There may be other buffers waiting in line in the disk queue, so we have to append this buffer b to the end of idequeue. We can do that by setting b->qnext to null, then creating a variable pp to traverse the entire queue. When pp points to the last element, we'll set its qnext field to point to b.

void iderw(struct buf *b)
{
    // ...
    b->qnext = 0;

    // Traverse the queue
    struct buf **pp;
    for (pp = &idequeue; *pp; pp = &(*pp)->qnext)
        ;

    // Append b to end of queue
    *pp = b;

    // ...
}

That traversal might look confusing as all hell, so let's take a closer look. It defines pp as a double pointer: a pointer to a pointer to a struct buf. (If you've seen the interview of Linus Torvalds where he talks about good style with linked lists, it's similar to the code there; there's a nice summary here.) pp starts off equal pointing to idequeue, i.e. the head of the linked list.
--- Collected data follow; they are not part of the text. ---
PR #3701, opened 2025-08-13
Rework SolutionLoader

michaelbynum:
## Summary/Motivation:
This PR updates the solution loader in pyomo/contrib/solver based on recent design discussions.

- add `get_number_of_solutions` method
- add `get_solution_ids` method
- add `load_solution` method
- add `load_import_suffixes` method
- add `solution()` to provide (through a view or a context manager) access to solutions from the solution pool

### Legal Acknowledgement


pyomo/contrib/solver/common/solution_loader.py
```diff
@@ -9,11 +9,34 @@
...
+    for suffix in pyomo_model.component_objects(Suffix, descend_into=True, active=True):
+        if not suffix.import_enabled():
+            continue
+        if suffix.local_name == 'dual':
+            dual_suffix = suffix
+        elif suffix.local_name == 'rc':
+            rc_suffix = suffix
+    if dual_suffix is not None:
+        for k, v in solution_loader.get_duals(solution_id=solution_id).items():
+            dual_suffix[k] = v
```
jsiirola: Some questions:
- Should the Suffix be cleared before loading?
- Could this just be:

```suggestion
        dual_suffix.update(solution_loader.get_duals(solution_id=solution_id))
```

pyomo/contrib/solver/common/solution_loader.py
```diff
@@ -50,18 +119,21 @@ def get_primals(
         vars_to_load: list
             A list of the variables whose solution value should be retrieved. If vars_to_load
             is None, then the values for all variables will be retrieved.
+        solution_id: Optional[Any]
```
jsiirola: Instead of `Optional[Type]`, I believe the current "preferred Python" annotation is `Type | None`.  In this case, since `Any` includes `None`, I think you could just do `Any` (although `Any | None` is a little more explicit).

pyomo/contrib/solver/solvers/asl_sol_reader.py
```diff
@@ -55,16 +58,34 @@ class ASLSolFileSolutionLoader(SolutionLoaderBase):
...
+    def get_number_of_solutions(self) -> int:
+        if self._nl_info is None:
+            return 0
+        return 1
+
+    def get_solution_ids(self) -> List[Any]:
+        return [None]
+
+    def load_import_suffixes(self, solution_id=None):
+        load_import_suffixes(self._pyomo_model, self, solution_id=solution_id)
```
jsiirola: This only loads `duals` and `rc` ... the ASL supports arbitrary inpirt suffixes, which I think need to be supported here.

jsiirola (changes requested):
A couple minor questions that don't need to hold up the PR and one significant one that probably does (it look like the ASL solution loader is not loading all import suffixes).

pyomo/contrib/solver/solvers/asl_sol_reader.py
michaelbynum: Can you give me an example of what `ASLSolFileData` would look like if it had other suffixes. I see that it has attributes like `var_suffixes`. I assume the keys are the names of the suffixes, and the values map the variable indices to the suffix values? Any suggestions on how to test this?

jsiirola: Yes: Suffix data comes back from the ASL flagged for "variables", "constraints", "objectives", and the "problem".  We blindly parse that into the corresponding attributes (`var_suffixes`, etc).  
- For `var`, `con`, and `obj`, the dict maps suffix name to a dict that maps the 0-based integer index of the relevant variable / constraint / objective in the corresponding list in the `NLWriterInfo` returned by the writer tot he suffix value.  
- For the problem, since there is only one problem, the `problem_suffixes` dict just maps suffix name to value.

pyomo/contrib/solver/common/solution_loader.py
michaelbynum: Done.

pyomo/contrib/solver/common/solution_loader.py
michaelbynum: Done.

pyomo/contrib/solver/solvers/asl_sol_reader.py
michaelbynum: Done - kind of. I just raise an error if any variables are eliminated or any scaling is done.

michaelbynum:
@AnhTran01 , @boxblox  - could you please take a look at the changes to the gams solution loader?

boxblox:
> @AnhTran01 , @boxblox - could you please take a look at the changes to the gams solution loader?

yep, is there anything in particular you need me to focus in on?  on my first pass it looks like a lot of internal organization.  Not sure I'd have much to add on that, but can look for an eye for clarity, if that's helpful.

michaelbynum:
> > @AnhTran01 , @boxblox - could you please take a look at the changes to the gams solution loader?
> 
> yep, is there anything in particular you need me to focus in on? on my first pass it looks like a lot of internal organization. Not sure I'd have much to add on that, but can look for an eye for clarity, if that's helpful.

I mostly wanted to make sure I understood when a solution is available for the purposes of `get_number_of_solutions`. If `_gms_info` is not `None`, then it should be safe to assume that there is a solution, correct? That's what it looked like from `load_vars`.

michaelbynum:
@jsiirola - this should be ready for a follow-up review. One thing that is probably worth further discussion: I added a method to the `SolutionLoader` to get the number of solutions and the solution ids, but this does not include a way to indicate the status (optimal, feasible, etc.) of each of those solutions. Thoughts?

michaelbynum:
The Jenkins failures seem to be unrelated to this PR. They look like timeout error during calls to `available`. We probably want to increase the default timeout for those. I can create a separate PR for that.

pyomo/contrib/solver/common/solution_loader.py
```diff
@@ -7,11 +7,34 @@
 # software.  This software is distributed under the 3-clause BSD License.
 # ____________________________________________________________________________________
 
-from typing import Sequence, Dict, Optional, Mapping
+from __future__ import annotations
+
+from typing import Sequence, Dict, Optional, Mapping, List, Any
```
jsiirola: Do you know what you need from `__future__` here?

Also, as we are Python>-3.10, you don't need `List` or `Dict` (and can just use `list` and `dict`)

pyomo/contrib/solver/solvers/knitro/solution.py
```diff
@@ -8,7 +8,7 @@
 # ____________________________________________________________________________________
 
 from collections.abc import Mapping, Sequence
-from typing import Protocol
+from typing import Any, List, Protocol
```
jsiirola: Again, you don't need to import `List` and can just use `list`

pyomo/contrib/solver/common/solution_loader.py
```diff
@@ -7,11 +7,34 @@
...
 
 from pyomo.core.base.constraint import ConstraintData
 from pyomo.core.base.var import VarData
 from pyomo.core.staleflag import StaleFlagManager
+from pyomo.core.base.suffix import Suffix
+
+
+def load_import_suffixes(
```
jsiirola: There's a couple problems with this implementation:
- this doesn't clear any import suffixes other than `dual` and `rc`
- if there are multiple dual suffixes, only the last one found is cleared (and that is usually the deeper one in the tree)

See the next comment for a proposed solution

pyomo/contrib/solver/common/solution_loader.py
```diff
@@ -88,45 +163,70 @@ def get_reduced_costs(
...
+
+    def load_import_suffixes(self, solution_id=None):
+        """
+        Parameters
+        ----------
+        solution_id: Optional[Any]
+            If there are multiple solutions, this specifies which solution
+            should be loaded. If None, the default solution will be used.
+        """
+        return NotImplemented
```
jsiirola: I propose the following default implementation:
```suggestion
    def load_import_suffixes(self, solution_id=None):
        """Clear import suffixes on the model and load data returned by the solver.
        
        Parameters
        ----------
        solution_id: Optional[Any]
            If there are multiple solutions, this specifies which solution
            should be loaded. If None, the default solution will be used.
        """
        suffixes = self._clear_import_suffixes()
        if 'dual' in known_suffixes:
            suffixes['dual'].update(solution_loader.get_duals(solution_id=solution_id))
        if 'rc' in known_suffixes:
            suffixes['rc'].update(
                solution_loader.get_reduced_costs(solution_id=solution_id)
            )

    def _clear_import_suffixes(self):
        """Clear and return all import suffixes on the model

        This walks the Pyomo model and clears all :class:`Suffix`
        components that are flagged to import values from the solver
        (this includes :attr:`Suffix.IMPORT` and
        :attr:`Suffix.IMPORT_EXPORT`).  It returns a :class:`dict`
        mapping the :attr:`Suffix.local_name` to the :class:`Suffix`
        closest to the root block.

        Returns
        -------
        known_suffixes : dict[str, Suffix]
        """
        known_suffixes = {}
        for suffix in self.pyomo_model.component_objects(
            Suffix,
            active=True,
            descend_into=True,
            descent_order=TraversalStrategy.BreadthFirstSearch,
        ):
            if not suffix.import_enabled():
                continue
            suffix.clear()
            known_suffixes.setdefault(suffix.local_name, suffix)
        return known_suffixes
```

This resolves issues with not clearing all import suffixes and handling multiple Suffix components with the same name.  It also makes this a proper method of the loader (the "public utility function" seemed a bit strange).

This does imply a more significant change: it requires all loaders to keep an explicit reference to the Pyomo model.  It is an open question if `pyomo_model` should just be a public attribute or a property...  Either way, I think that is actually a positive change, but it is a bigger one that we should at least acknowledge/discuss.

jsiirola: An alternate implementation could be to force the solver to pre-collect the import Suffixes and just record that list on the SolutionLoader, but that seems more clunky and repetitive (each solver would have to remember to implement it)?

pyomo/contrib/solver/common/solution_loader.py
```diff
@@ -21,24 +44,70 @@ class SolutionLoaderBase:
...
+    def get_number_of_solutions(self) -> int:
+        """
+        Returns
+        -------
+        num_solutions: int
+            Indicates the number of solutions found
+        """
+        return NotImplemented
+
+    def load_solution(self, solution_id=None):
```
jsiirola: I have a general question about this design: do we know the "cost" of switching the "active solution"?  As implemented, `load_solution` will set and clear the active solution up to 3 times (for vars, duals, and reduced costs).  Do we know if that is a problem.

An alternate solution could be to implement a context manager, so users could do things like:
```python
results = solver.solve(m)
# ...
solution_ids = results.get_solution_ids()
with results.solution(solution_ids[2]):
    results.load_solution()
    # or
    vars = results.get_vars()
    duals = results.get_duals()
```

I am not proposing a change (yet) ... just interested in your thoughts.

pyomo/contrib/solver/solvers/asl_sol_reader.py
```diff
@@ -53,16 +57,83 @@ class ASLSolFileSolutionLoader(SolutionLoaderBase):
...
-    def load_vars(self, vars_to_load: Optional[Sequence[VarData]] = None) -> None:
+        self._pyomo_model = pyomo_model
+
+    def get_number_of_solutions(self) -> int:
+        if self._nl_info is None:
+            return 0
+        return 1
+
+    def get_solution_ids(self) -> List[Any]:
+        return [None]
```
jsiirola: Should this return `[]` if `self._nl_info is None`?

pyomo/contrib/solver/solvers/asl_sol_reader.py
```diff
@@ -53,16 +57,83 @@ class ASLSolFileSolutionLoader(SolutionLoaderBase):
...
+                        'all suffixes.'
+                    )
+                if self._nl_info.scaling:
+                    raise MouseTrap(
+                        'General suffixes (other than duals and reduced costs) '
+                        'are not available when the model has been scaled. Turn '
+                        'scaling off in the NL writer '
+                        '(solver.config.writer_config.scale_model=False) to get '
+                        'all suffixes.'
+                    )
```
jsiirola: I have been thinking about this behavior: I think we should *not* raise an exception here and instead only log a warning (and possibly some day include a configuration option for suppressing the warning).  My thought process is something like "well, this is not an unrecoverable error ... we *can* load the suffixes that the solver returns.  It is just the user's responsibility to think through how to best interpret them in the context of scaling or presolve."  

The concrete example is something like getting and setting the bound multipliers for warmstarting Ipopt.  If we know we are not changing scaling or the model structure between solves, then the bound multipliers are still valid for the next warmstart.  If we raise an exception, not only does this prevent the user from warmstarting Ipopt, it prevents loading solutions from the previous run (if they had declared the Suffix).

pyomo/contrib/solver/solvers/highs.py
```diff
@@ -760,19 +774,25 @@ def _postsolve(self, stream: io.StringIO):
...
                 raise NoFeasibleSolutionError()
         timer.stop('load solution')
 
         return results
 
-    def _load_vars(self, vars_to_load=None):
+    def _load_vars(self, vars_to_load=None, solution_id=None):
+        assert (
+            solution_id is None
+        ), 'highs interface does not currently support multiple solutions'
```
jsiirola: This is validating a user input and not a programming assumption.  It should not be bypassed when running Python with optimization enabled, so therefore should be an "if ... raise ValueError()".

(I just caught this, but it applies to GAMS and ASL loaders, too)

pyomo/contrib/solver/common/solution_loader.py
jsiirola: One advantage of the context manager approach is we would only need to validate the `solution_id` in one place (instead of repeating it in *every* load / get method).

pyomo/contrib/solver/solvers/asl_sol_reader.py
```diff
@@ -53,16 +57,83 @@ class ASLSolFileSolutionLoader(SolutionLoaderBase):
...
+                suffix = suffixes_to_load[suffix_name]
+                suffix.clear()
+                for comp_ndx, val in suffix_vals.items():
+                    comp = comp_list[comp_ndx]
+                    suffix[comp] = val
```
jsiirola: This is a general note on efficiency... this is measurably slower than just 
```python
suffix[comp_list[comp_ndx]] = val
```
(Python has to create the "comp" entry in `locals()` and then immediately has to look it up).

In general this isn't an issue, but in tight loops (like the solution loader), silly things like creating an unnecessary variable are actually measurable.  I'm not sure this needs to be changed for this PR, but something to keep in mind as we get closer to finalizing this interface.

pyomo/contrib/solver/solvers/asl_sol_reader.py
michaelbynum: Oh, good catch. I need to add a test for this, too.

pyomo/contrib/solver/solvers/asl_sol_reader.py
michaelbynum: Done.

pyomo/contrib/solver/solvers/highs.py
michaelbynum: Done.

pyomo/contrib/solver/solvers/asl_sol_reader.py
michaelbynum: done

pyomo/contrib/solver/solvers/asl_sol_reader.py
michaelbynum: I did modify this. There are some lingering issues, but I would prefer to address them after #3703 is merged. I added an issue to track this (#3917). Right now, I don't think it is possible to hit the case where `_nl_info` is `None`. What happens is that `results.solution_loader` ends up being `None` instead. I personally would find that unexpected...

pyomo/contrib/solver/common/solution_loader.py
michaelbynum: Currently, the only interfaces that actually support solution pools are the gurobi interfaces. With those, I don't think there is really any cost. That being said, I still like your suggestion - particularly the bit about not checking the solution id in *every* method...

jsiirola (approved):

jsiirola:
@michaelbynum, @mrmundt: I implemented the things that @michaelbynum and I discussed. Once either/both of you look it over, then I think we can merge.

pyomo/contrib/solver/common/solution_loader.py
```diff
@@ -7,123 +7,364 @@
...
+        closest to the root block.
+
+        Returns
+        -------
+        import_suffixes : dict[str, Suffix]
 
-class PersistentSolutionLoader(SolutionLoaderBase):
+        """
+        import_suffixes = {}
+        for suffix in self._pyomo_model.component_objects(
```
michaelbynum, line 241: We should probably make `_pyomo_model` an attribute on the `SolutionLoader` class. Right now, this just assumes the derived classes create the attribute.

pyomo/contrib/solver/solvers/knitro/solution.py
```diff
@@ -50,13 +50,14 @@ def __init__(
         self.has_reduced_costs = has_reduced_costs
         self.has_duals = has_duals
 
+    def get_solution_ids(self) -> list[Any]:
+        if self.get_number_of_solutions() == 0:
+            return []
+        return [None]
```
michaelbynum: I think we can delete this method? The base class has the same implementation.

pyomo/contrib/solver/solvers/gms_sol_reader.py
```diff
@@ -8,47 +8,43 @@
...
-
-    def __init__(self) -> None:
-        self.primals: List[float] = []
-        self.duals: List[float] = []
-        self.var_suffixes: Dict[str, Dict[int, Any]] = {}
-        self.con_suffixes: Dict[str, Dict[Any]] = {}
-        self.obj_suffixes: Dict[str, Dict[int, Any]] = {}
-        self.problem_suffixes: Dict[str, List[Any]] = {}
-        self.other: List[str] = []
-
```
michaelbynum, line 40: I don't remember deleting this. Did you change this, @jsiirola?

michaelbynum (commented):
I think this looks great. Thanks for all the effort you put into this, @jsiirola. I love the new solution loader view and context manager. That was a great idea. I'm also glad you updated the ASL and Ipopt solution loaders to generalize the reduced costs.

pyomo/contrib/solver/solvers/knitro/solution.py
michaelbynum: I'm going to go ahead and delete this.

michaelbynum: Done.

michaelbynum:
Okay, I'm happy to hit merge if tests pass.

pyomo/contrib/solver/solvers/gms_sol_reader.py
michaelbynum: I see - this class was not being used. Thanks.

jsiirola: Right - I was going through and updating type hints to Python 3.10+, which caused those lines to be added to the PR's "patch" - and they were uncovered.  I dug around, and that class is never used (I think it was left over from when the LP writer was used as a base for the rewrite of the GAMS writer).  Removing it seemed right.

Each iteration checks that pp points to a valid (non-null) pointer, i.e. the loop will end when we reach the end of the list. The body of the loop is empty, so none of the iterations actually do anything; the purpose of the for loop is just to update pp several times. At the end of each iteration, pp is updated to point to a pointer to the next buffer in the queue.

Suppose the last buffer in the queue is end. At the end of the for loop, pp will hold the address of end->qnext, so *pp = b sets end->qnext = b. The double indirection makes it easy to update the last buffer in the queue; without it, we would have to stop the loop one step earlier when pp points to end instead of end->qnext then be careful to update the actual buffer at the end of the queue instead of just updating the local variable pp. All in all, it's just an elegant way to write a linked list traversal in a single line.

Okay, so now our buffer b is at the end of the queue. If there are others in front of it, then ideintr() will make sure that each disk interrupt starts the disk on the next operation. But what if b is actually the only buffer in the queue? In that case, the disk isn't running yet, so we need to get it started ourselves.

void iderw(struct buf *b)
{
    // ...
    if (idequeue == b) {
        idestart(b);
    }
    // ...
}

At this point, we can be confident that the disk will either start our request now or get to it eventually (if there are other requests in the queue). This process just has to wait for the disk to finish, so we'll put it to sleep until the buffer has been synchronized with the disk. We'll check that by making sure the B_VALID flag is present but B_DIRTY is not set. The call to sleep() will release idelock and reacquire it before returning.

void iderw(struct buf *b)
{
    // ...
    while ((b->flags & (B_VALID | B_DIRTY)) != B_VALID) {
        sleep(b, &idelock);
    }
    // ...
}

Summary

The disk driver handles direct communication with the hard drive, issuing orders to read or write sectors. It exposes two API functions, ideintr() and iderw(). The former is called by trap() to handle disk interrupts, while the latter is called by the code for the buffer cache layer of the file system to update blocks in the buffer cache with their corresponding sectors on disk. Next up we'll look at the buffer cache itself, as well as the logging layer, which provides crash recovery.